##### Supplied records
PR #3452, opened 2022-11-03
fix: unwanted closing of contextMenu

joaovitorqueiroz:
### Summary

The TextInput component is having an unexpected behavior. When the user tries to use the contextMenu to paste a text, it's closing itself.

text-input

### Test plan

To test the bug, just press for a long time text input for the context menu to appear and then close.

To test the solution, just press for a long time on an input where the placeholder was not specified.

text-input-fixed

### DIFF
--- a/src/components/TextInput/TextInput.tsx
+++ b/src/components/TextInput/TextInput.tsx
@@ -317,12 +317,16 @@ const TextInput = React.forwardRef<TextInputHandles, Props>(
       // We don't show placeholder if there's a label because the label acts as placeholder
       // When focused, the label moves up, so we can show a placeholder
       if (focused || !rest.label) {
-        // Set the placeholder in a delay to offset the label animation
-        // If we show it immediately, they'll overlap and look ugly
-        timer.current = setTimeout(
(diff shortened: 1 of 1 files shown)


src/components/TextInput/TextInput.tsx
```diff
@@ -317,12 +317,16 @@ const TextInput = React.forwardRef<TextInputHandles, Props>(
...
       if (focused || !rest.label) {
-        // Set the placeholder in a delay to offset the label animation
-        // If we show it immediately, they'll overlap and look ugly
-        timer.current = setTimeout(
-          () => setPlaceholder(rest.placeholder),
-          50
-        ) as unknown as NodeJS.Timeout;
+        // If the user wants to use the contextMenu, when changing the placeholder, the contextMenu is closed
+        // This is a workaround to mitigate this behavior in scenarios where the placeholder is not specified.
+        if (rest.placeholder) {
```
joaovitorqueiroz, line 322: This fix doesn't solve all scenarios, but I already consider it a good solution because it solves scenarios where the placeholder was not specified.

lukewalczak (approved):

Issue #234, opened 2026-01-14
Incorporation of Templated Workfile Builder


moonyuet:
### Is there an existing issue for this?

- [x] I have searched the existing issues and added correct labels.

## Current Behavior
We have the settings for workfile builder but it does not fully integrate with workfile builder from the Core Addon.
##########
Please give again only the lines from the start of the material through the line holding "acts as placeholder", exactly as they are written.

[Answer below]
PR #3452, opened 2022-11-03
fix: unwanted closing of contextMenu

joaovitorqueiroz:
### Summary

The TextInput component is having an unexpected behavior. When the user tries to use the contextMenu to paste a text, it's closing itself.

text-input

### Test plan

To test the bug, just press for a long time text input for the context menu to appear and then close.

To test the solution, just press for a long time on an input where the placeholder was not specified.

text-input-fixed

### DIFF
--- a/src/components/TextInput/TextInput.tsx
+++ b/src/components/TextInput/TextInput.tsx
@@ -317,12 +317,16 @@ const TextInput = React.forwardRef<TextInputHandles, Props>(
       // We don't show placeholder if there's a label because the label acts as placeholder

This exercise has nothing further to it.